§ Work instructions: Once the data has been read, print it back in full, exactly.

===== Data to process =====

PR #537, opened 2023-07-05
fix: AREA_OR_POINT should be forced to AREA for DEMs TDE-787

paulfouquet:


scripts/gdal/gdal_preset.py
```diff
@@ -36,6 +36,8 @@
     "-co",
     # Set Max Z Error to 1mm
     "max_z_error=0.001",
+    "-mo",
```
blacha, line 39:
```suggestion
    # Force all DEMS to AREA to be consistent 
    # input tiffs vary between AREA or POINT
    "-mo",
```

scripts/gdal/gdal_preset.py
```diff
@@ -36,6 +36,10 @@
     "-co",
     # Set Max Z Error to 1mm
     "max_z_error=0.001",
+    # Force all DEMS to AREA to be consistent
+    # input tiffs vary between AREA or POINT
+    "-mo",
+    "AREA_OR_POINT=AREA",
```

=====

§ Task solution:
PR #537, opened 2023-07-05
fix: AREA_OR_POINT should be forced to AREA for DEMs TDE-787

paulfouquet:


scripts/gdal/gdal_preset.py
```diff
@@ -36,6 +36,8 @@
     "-co",
     # Set Max Z Error to 1mm
     "max_z_error=0.001",
+    "-mo",
```
blacha, line 39:
```suggestion
    # Force all DEMS to AREA to be consistent 
    # input tiffs vary between AREA or POINT
    "-mo",
```

scripts/gdal/gdal_preset.py
```diff
@@ -36,6 +36,10 @@
     "-co",
     # Set Max Z Error to 1mm
     "max_z_error=0.001",
+    # Force all DEMS to AREA to be consistent
+    # input tiffs vary between AREA or POINT
+    "-mo",
+    "AREA_OR_POINT=AREA",
```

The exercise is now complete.